Currently, loading Nix and Guix as single origins with a huge snapshot, with each branch name being a URL is wrong.
We need to replace the Nixguix loader with a lister, which creates as many origins referenced by Nix and Guix public manifests.
This would be closer to what we do with Debian/Ubuntu.
Define the following (see the hedgedoc [1] which details a proposition):
- [x] target structure sketch of the data in the archive
- [x] define origin urls
- [x] what kind of extrinsic metadata and/or extids are we storing
- [x] what kind of snapshots we're generating
Plan:
- [x] D8341: Implement lister
~~- [ ] D8406, ...: Adapt archive loader (package loader) to accept tarball from nixguix manifests~~ (cannot work [2])
- [x] D8581: Implement ContentLoader (possibly as a ~~package~~ [2] core loader) to deal with content file with intrinsic metadata (out of nixguix manifests)
- [x] D8584: Implement DirectoryLoader (possibly as a ~~package~~ [2] core loader~~) to deal with tarball with intrinsic metadata (out of nixguix manifests)
- [x] D8587: Update implementations ^ dealing with unsupported integrity hash (sha512)

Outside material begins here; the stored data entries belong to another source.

PR #162, opened 2023-05-29
Serialize variables using pydantic_encoder

mat-sop:
This pr:
- adds [pytest-httpxs](https://github.com/Colin-b/pytest_httpx) as dev dependency
- changes base clients to use pydantic's [pydantic_encoder](https://docs.pydantic.dev/latest/usage/dataclasses/#json-dumping) for serialization of sent payload, without this change we handle some types for result fields but not for arguments, eg. `datetime.datetime` when someone provides it as scalar type (without custom `parse`/`serialize`), then result field with type `datetime.datetime` works fine, but argument with the same type causes exception

### DIFF
--- a/CHANGELOG.md
+++ b/CHANGELOG.md
@@ -9,7 +9,7 @@
 - Added `ShorterResultsPlugin` to standard plugins.
 - Fixed handling of inline fragments inside other fragments.
 - Changed generated unions to use pydantic's discriminated unions feature.
-- Used pydantic's `pydantic_encoder` to serialize `variables` dict.
+- Replaced HTTPX's `json=` serializer for query payloads with pydantic's `pydantic_encoder`.
 
 
 ## 0.6.0 (2023-04-18)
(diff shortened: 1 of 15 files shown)


CHANGELOG.md
```diff
@@ -9,6 +9,7 @@
 - Added `ShorterResultsPlugin` to standard plugins.
 - Fixed handling of inline fragments inside other fragments.
 - Changed generated unions to use pydantic's discriminated unions feature.
+- Used pydantic's `pydantic_encoder` to serialize `variables` dict.
```
rafalp, line 12:
```suggestion
- Replaced HTTPX's `json=` serializer for query payloads with pydantic's `pydantic_encoder`.
```

rafalp (approved):

mat-sop:
> This change has dropped the Content-Type header from the request (passing `content` instead of `json` to httpx). Was this intentional?

You're right, this wasn't my intention. I created issue for that #168

PR #181, opened 2023-07-03
Import fragment types from `.fragments`

### LINKED ISSUE #178: Incorrect import with top level fragment with ShorterResultsPlugin
Let's take example schema and query:
```gql
type Query {
  hello: TypeA!
}

type TypeA {
  valueB: TypeB!
}

type TypeB {
  id: ID!
}
```
```gql
query testQuery {
  ...fragmentHello
}

fragment fragmentHello on Query {
  hello {
    valueB {
      id
    }
  }
}
```

From these we generate `test_query.py`
```py
class TestQuery(FragmentHello):
    pass
```
and `fragments.py`
```py
class FragmentHello(BaseModel):
    hello: "FragmentHelloHello"


class FragmentHelloHello(BaseModel):
    value_b: "FragmentHelloHelloValueB" = Field(alias="valueB")
```

Without `ShorterResultsPlugin` we generate client which looks like this:
```py
from .test_query import TestQuery
...
    async def test_query(self) -> TestQuery:
        ...
        return TestQuery.parse_obj(data)
```

With  `ShorterResultsPlugin`:
```py
from .test_query import FragmentHelloHello, TestQuery
...
    async def test_query(self) -> FragmentHelloHello:
        ...
        return TestQuery.parse_obj(data).hello
```

Problem with client generated with `ShorterResultsPlugin` is that it imports `FragmentHelloHello` from `test_query.py`, but instead it should be imported from `fragments.py`.

bombsimon:
Resolves #178

This will use `generate_fragments_module` to find all classes that's generated in `fragments.py` and add them to `imported_types`. This will result in the imports in `client.py` to be imported from `.fragments` instead of the file where the original result class was found.


ariadne_codegen/contrib/shorter_results.py
```diff
@@ -99,6 +104,19 @@ def generate_result_class(
...
+    def generate_fragments_module(
+        self,
+        module: ast.Module,
+        fragments_definitions: Dict[str, FragmentDefinitionNode],
+    ) -> ast.Module:
+        """Store a map of all fragment classes and their AST."""
+        for fragment_class in [
+            x.name for x in module.body if isinstance(x, ast.ClassDef)
+        ]:
+            self.imported_types[fragment_class] = ".fragments"
```
mat-sop, line 116: `"fragments"` is only a default value, we shouldn't hardcode it. A dictionary with settings is passed to every `Plugin`, so you can get name like this:
```py
fragments_module_name = self.config_dict.get("tool", {}).get("ariadne-codegen", {}).get("fragments_module_name", "fragments")
```

mat-sop (changes requested):

ariadne_codegen/contrib/shorter_results.py
bombsimon: How should I approach the relative import path? When looking at this in test and my example I don't have a `fragments_module_name`. If that is present, would it be prefixed with a dot? And should I default to `.fragments` instead?

mat-sop: It's only a filename of a file that we generate, similar to `enums_module_name`, so it's safe to assume it will always be in generated package's directory. Either you can prefix it with `.` or change the [logic](https://github.com/mirumee/ariadne-codegen/blob/main/ariadne_codegen/contrib/shorter_results.py#L155) to set the [level](https://github.com/mirumee/ariadne-codegen/blob/main/ariadne_codegen/codegen.py#L28) of generated import to `1` when importing a fragment.

bombsimon: Cool, thanks! I opted to change the logic since we already have the dot/level set for the regular imports. Added a custom name for the test to ensure it gets picked up properly as well.

mat-sop (approved):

- [x] T3781#92605: lister run through docker
- [x] D8601, T3781#92610: loaders run through docker (directory ok, contents ok too but they are creating mismatchs due to faulty manifest integrity references)
- [x] D8605: lister: Randomize origins order to ingest
- [x] D8606: lister: Deal with mistyped origins
- [x] D8607: lister: Fix expired ssl certificate
- [x] D8611: lister: Fix connection error
- [x] D8612: lister: Deal with pseudo url with missing schema
- [ ] D8619: Deal with exotic urls so tarballs are recognized
- [ ] D8620: Deal with misplaced git urls
- [ ] T3781#92684: Fix mismatched computations for nixpkgs manifests -> nar hash support (impacts both lister and loader)
- [x] D8614: lister adaptation to provide the correct information to the loaders
- [ ] D8618: {Content|Directory}Loader adaptation to be able to check this ^
- [ ] Deploy in staging
- [ ] Drop no longer relevant nixguix loader
- [ ] Call for public review
- [ ] Deploy in production when ok ^
[1] Draft pad: https://hedgedoc.softwareheritage.org/2AQFbVB0S-OrOtkJV2yNJw
[2] It cannot. We may not have any versions received and package loader are currently relying on that particular data for its main ingestion algorithm.